Recently, Incomplete Multi-View Clustering (IMVC) has become a rapidly growing research topic, driven by the prevalent issue of incomplete data in real-world applications. Although many approaches have been proposed to address this challenge, most methods did not provide a clear explanation of the learning process for recovery. Moreover, most of them only considered the inter-view relationships, without taking into account the relationships between samples. The influence of irrelevant information is usually ignored, which has prevented them from achieving optimal performance. To tackle the aforementioned issues, we aim at unifying compLete and incOmplete multi-view clusterinG through an Information-theoretiC generative model (LOGIC). Specifically, we have defined three principles based on information theory: comprehensiveness, consensus, and compressibility. We first explain that the essence of learning to recover missing views is to maximize the mutual information between the common representation and the data from each view. Secondly, we leverage the consensus principle to maximize the mutual information between view distributions to uncover the associations between different samples. Finally, guided by the principle of compressibility, we remove as much task-irrelevant information as possible to ensure that the common representation effectively extracts semantic information. Furthermore, it can serve as a plug-and-play missing-data recovery module for multi-view clustering models. Through extensive empirical studies, we have demonstrated the effectiveness of our approach in generating missing views. In clustering tasks, our method consistently outperforms state-of-the-art (SOTA) techniques in terms of accuracy, normalized mutual information and purity, showcasing its superiority in both recovery and clustering performance.

查看原文本刊更多论文

通过信息论生成模型统一完整和不完整多视角聚类

最近，不完整多视图聚类（IMVC）已成为一个快速增长的研究课题，其驱动力是现实世界应用中普遍存在的不完整数据问题。虽然已经有很多方法被提出来应对这一挑战，但大多数方法都没有对恢复的学习过程做出清晰的解释。此外，大多数方法只考虑了视图之间的关系，而没有考虑样本之间的关系。不相关信息的影响通常也被忽略，这使得它们无法实现最佳性能。针对上述问题，我们的目标是通过信息论生成模型（LOGIC）统一完整的多视图聚类。具体来说，我们基于信息论定义了三个原则：全面性、共识性和可压缩性。首先，我们解释了学习恢复缺失视图的本质是最大化共同表征与各视图数据之间的互信息。其次，我们利用共识原则最大化视图分布之间的互信息，从而发现不同样本之间的关联。最后，在可压缩性原则的指导下，我们尽可能去除与任务无关的信息，以确保共同表征能有效提取语义信息。此外，它还可以作为多视图聚类模型的即插即用缺失数据恢复模块。通过广泛的实证研究，我们证明了我们的方法在生成缺失视图方面的有效性。在聚类任务中，我们的方法在准确度、归一化互信息和纯度方面始终优于最先进的（SOTA）技术，从而展示了其在恢复和聚类性能方面的优势。

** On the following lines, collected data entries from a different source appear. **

PR #2929, opened 2023-09-25
[FIX] Charts: fix incoherent panel state

anhe-odoo:
## Description:

This task aims to address some issues in the side panel of a chart:
1. When having only one point in a dataseries and selecting "First
row as header", the point disappear from the chart (legit), but
we don't have the possibility to uncheck this checkbox.
2. When having a normal dataset and another dataset containing one
point, checking the "... as header" checkbox works has expected, but
unchecking it don't make the 'one-point' dataset come back

Related Task:

Task: 3380568
## Related Task(s):
- Task: [3380568](https://www.odoo.com/web#id=3380568&action=333&active_id=2328&model=project.task&view_type=form&cids=1&menu_id=4720)

## Review Checklist

- [ ] exportable in excel
- [ ] unit tested
- [ ] clean commented code
- [ ] track breaking changes

### DIFF
--- a/src/helpers/charts/chart_common.ts
+++ b/src/helpers/charts/chart_common.ts
@@ -182,13 +182,8 @@ export function createDataSets(
           )
         );
       }
-    } else if (zone.left === zone.right && zone.top === zone.bottom) {
-      // A single cell. If it's only the title, the dataset is not added.
-      if (!dataSetsHaveTitle) {
-        dataSets.push(createDataSet(getters, dataSetSheetId, zone, undefined));
-      }
     } else {
-      /* 1 row or 1 column */
+      /* 1 cell, 1 row or 1 column */
       dataSets.push(
         createDataSet(
           getters,
--- a/tests/components/charts.test.ts
+++ b/tests/components/charts.test.ts
@@ -1259,6 +1259,53 @@ describe("figures", () => {
       await simulateClick(".o-menu div[data-name='edit']");
       expect(document.querySelector("input[name='labelsAsText']")).toBeFalsy();
     });
+
+    test("Side panel correctly reacts to has_header checkbox check/uncheck (with only one point)", async () => {
+      createTestChart("basicChart");
+      updateChart(model, chartId, { type: "line", labelRange: "C2", dataSets: ["A1"] });
+      await nextTick();
+      await simulateClick(".o-figure");
+      await simulateClick(".o-chart-menu-item");
+      await simulateClick(".o-menu div[data-name='edit']");
+
+      const checkbox = document.querySelector("input[name='labelsAsText']") as HTMLInputElement;
+      expect(checkbox.checked).toBe(false);
+
+      await simulateClick(checkbox);
+      expect(checkbox.checked).toBe(true);
+    });
+
+    test("Side panel correctly reacts to has_header checkbox check/uncheck (with two datasets)", async () => {
+      createTestChart("basicChart");
+      updateChart(model, chartId, { type: "line", labelRange: "C2", dataSets: ["A1:A2", "A1"] });
+      await nextTick();
+      await simulateClick(".o-figure");
+      await simulateClick(".o-chart-menu-item");
+      await simulateClick(".o-menu div[data-name='edit']");
+
+      const checkbox = document.querySelector("input[name='labelsAsText']") as HTMLInputElement;
+      expect(checkbox.checked).toBe(false);
+
+      expect(checkbox.checked).toBe(false);
+      expect((model.getters.getChartDefinition(chartId) as LineChartDefinition).dataSets).toEqual([
+        "A1:A2",
+        "A1",
+      ]);
+
+      await simulateClick(checkbox);
+      expect(checkbox.checked).toBe(true);
+      expect((model.getters.getChartDefinition(chartId) as LineChartDefinition).dataSets).toEqual([
+        "A1:A2",
+        "A1",
+      ]);
+
+      await simulateClick(checkbox);
+      expect(checkbox.checked).toBe(false);
+      expect((model.getters.getChartDefinition(chartId) as LineChartDefinition).dataSets).toEqual([
+        "A1:A2",
+        "A1",
+      ]);
+    });
   });
 });
 
--- a/tests/plugins/chart/__snapshots__/basic_chart.test.ts.snap
+++ b/tests/plugins/chart/__snapshots__/basic_chart.test.ts.snap
@@ -741,7 +741,21 @@ Object {
   "background": "#FFFFFF",
   "chartJsConfig": Object {
     "data": Object {
-      "datasets": Array [],
+      "datasets": Array [
+        Object {
+          "backgroundColor": "#1F77B4",
+          "borderColor": "rgb(31,119,180)",
+          "data": Array [
+            undefined,
+            undefined,
+            undefined,
+          ],
+          "fill": false,
+          "label": "30",
+          "lineTension": 0,
+          "pointBackgroundColor": "rgb(31,119,180)",
+        },
+      ],
       "labels": Array [
         "P4",
         "P5",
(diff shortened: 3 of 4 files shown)


src/helpers/figures/charts/bar_chart.ts
```diff
@@ -110,47 +116,47 @@ export class BarChart extends AbstractChart {
...
+    const definition = this.getDefinitionWithSpecificDataSets(dataSets, this.labelRange, sheetId);
     return new BarChart(definition, sheetId, this.getters);
   }
 
   getDefinition(): BarChartDefinition {
-    return this.getDefinitionWithSpecificDataSets(this.dataSets, this.labelRange);
+    const dataSets = this.getDataSets(false).map((ds: DataSet) =>
+      this.getters.getRangeString(ds.dataRange, this.sheetId)
+    );
+    return this.getDefinitionWithSpecificDataSets(dataSets, this.labelRange);
```
hokolomopo, line 147: Isn't that the same as just returning this.definition that was given to the constructor ? The goal was to return the raw definiton without truncating the datasets right ? If yes we can remove the ugly boolean argument in this.getDataSets() and make it a getter (or init at constructor)

tests/components/charts.test.ts
```diff
@@ -597,6 +599,216 @@ describe("charts", () => {
...
+
+      const figures = fixture.querySelectorAll(".o-figure");
+      await simulateClick(figures[0] as HTMLElement);
+      await simulateClick(".o-figure-menu-item");
+      await simulateClick(".o-menu div[data-name='edit']");
+      await nextTick();
+
+      const dataSeries = fixture.querySelectorAll(
+        ".o-sidePanel .o-sidePanelBody .o-chart .o-data-series"
+      )[0];
```
hokolomopo, line 620: you could create directly dataSeriesInput to avoid querySelector("input") every time

same in the other tests

hokolomopo (commented):
Seems to work :+1:  I'm not gonna comment on the SelectionInput changes, as long as it works I don't care, we should burn this whole things to the ground and code something better.

Needs a rebase :)

src/components/side_panel/chart/gauge_chart_panel/gauge_chart_config_panel.ts
```diff
@@ -22,8 +23,22 @@ export class GaugeChartConfigPanel extends Component<Props, SpreadsheetChildEnv>
...
 
+  setup() {
+    this.state.lastUpdatedDataRange = this.dataRange;
+    onWillUpdateProps((nextProps) => {
+      if (
+        this.dataRange === this.props.definition.dataRange &&
+        this.dataRange !== nextProps.definition.dataRange
+      ) {
+        this.dataRange = nextProps.definition.dataRange;
+        this.state.lastUpdatedDataRange = this.dataRange;
```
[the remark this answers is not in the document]
anhe-odoo: No, they are not always the same, as this.dataRange can be changed by the selectionInput

src/helpers/figures/charts/bar_chart.ts
anhe-odoo: No it's not the same as this._definition. We have to go through through this.getDataSets to "clean" the datasets (removing the sheetName in the range string if it's the same as the chart sheet name, removing invalid datasets, ...)

src/helpers/charts/abstract_chart.ts
```diff
@@ -18,16 +18,16 @@ import { Validator } from "../../types/validator";
...
+export abstract class AbstractChart<T extends ChartDefinition = ChartDefinition> {
   readonly title: string;
   abstract readonly type: ChartType;
-  protected readonly getters: CoreGetters;
 
-  constructor(definition: ChartDefinition, sheetId: UID, getters: CoreGetters) {
-    this.title = definition.title;
-    this.sheetId = sheetId;
-    this.getters = getters;
+  constructor(protected _definition: T, readonly sheetId: UID, readonly getters: CoreGetters) {
```
hokolomopo, line 25:
```suggestion
  constructor(protected _definition: T, readonly sheetId: UID,  protected readonly getters: CoreGetters) {
```

src/helpers/charts/bar_chart.ts
```diff
@@ -200,7 +199,7 @@ function getBarConfiguration(chart: BarChart, labels: string[]): ChartConfigurat
   const legend: ChartLegendOptions = {
     labels: { fontColor },
   };
-  if ((!chart.labelRange && chart.dataSets.length === 1) || chart.legendPosition === "none") {
+  if ((!chart.labelRange && chart.getDataSets().length === 1) || chart.legendPosition === "none") {
```
hokolomopo, line 202: we can probably give the datasets as argument of the method, to avoit building them 2 times

hokolomopo (commented):
👍

LucasLefevre (commented):
is it possible to split the commit in 2 commits? one for each issue described. Or is it chiant ?
It's easier to review when each change is isolated. It's also easier for the future when someone will try to understand it.

anhe-odoo:
@LucasLefevre : the fix is the same for both issues, but the code has been simplified as discussed together so it should be easier to review :)

src/helpers/charts/bar_chart.ts
```diff
@@ -142,7 +147,7 @@ export class BarChart extends AbstractChart {
   }
 
   getDefinition(): BarChartDefinition {
-    return this.getDefinitionWithSpecificDataSets(this.dataSets, this.labelRange);
+    return this.getDefinitionWithSpecificDataSets(this.fullDataSets, this.labelRange);
```
LucasLefevre, line 150: I don't understand the fix anymore :/
in a `DataSet`, `dataRange` includes `labelRange`...so it should end up being the same dataset string :thinking: 
I'll wait until you come back

LucasLefevre: Some data is lost inside `createDataSets` when there's a single cell range and it includes (only) the title => the dataset is dropped (it should not)


https://github.com/odoo/o-spreadsheet/pull/2442

src/helpers/charts/chart_common.ts
```diff
@@ -182,11 +182,6 @@ export function createDataSets(
           )
         );
       }
-    } else if (zone.left === zone.right && zone.top === zone.bottom) {
-      // A single cell. If it's only the title, the dataset is not added.
-      if (!dataSetsHaveTitle) {
-        dataSets.push(createDataSet(getters, dataSetSheetId, zone, undefined));
-      }
     } else {
       /* 1 row or 1 column */
```
LucasLefevre, line 186: also restore the previous comment :wink: 
```suggestion
      /* 1 cell, 1 row or 1 column */
```

src/helpers/charts/chart_common.ts
```diff
@@ -182,11 +182,6 @@ export function createDataSets(
           )
         );
       }
-    } else if (zone.left === zone.right && zone.top === zone.bottom) {
```
LucasLefevre, line 185: In the end, all the diff in this PR except this one is useless right ? (and the tests)
Could you revert the useless diff ?
Even if some changes are clearer, it's not worth it here IMO (especially for a bug fix in stable). Useless changes makes the review more difficult, forward-ports (and future forward-ports) more likely to conflict.

As a general rule of thumb, keep the diff minimal for bug fixes in stable :wink:  Refactorings are better in master and in different commits (not burried in a bug fix or a new feature)

LucasLefevre (commented):
only some cleaning I think :wink:

src/helpers/charts/chart_common.ts
anhe-odoo: Yes, you're right. I though the other diff with the `this.dataSetsHaveTitle` things were necessary, but not with this change :)

LucasLefevre (commented):
robodoo r+
Thanks :)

本文章由计算机程序翻译，如有差异，请以英文原文为准。

求助全文

约1分钟内获得全文求助全文

来源期刊

Neural Networks 工程技术-计算机：人工智能

CiteScore

13.90

自引率

7.70%

发文量

425

审稿时长

67 days

期刊介绍： Neural Networks is a platform that aims to foster an international community of scholars and practitioners interested in neural networks, deep learning, and other approaches to artificial intelligence and machine learning. Our journal invites submissions covering various aspects of neural networks research, from computational neuroscience and cognitive modeling to mathematical analyses and engineering applications. By providing a forum for interdisciplinary discussions between biology and technology, we aim to encourage the development of biologically-inspired artificial intelligence.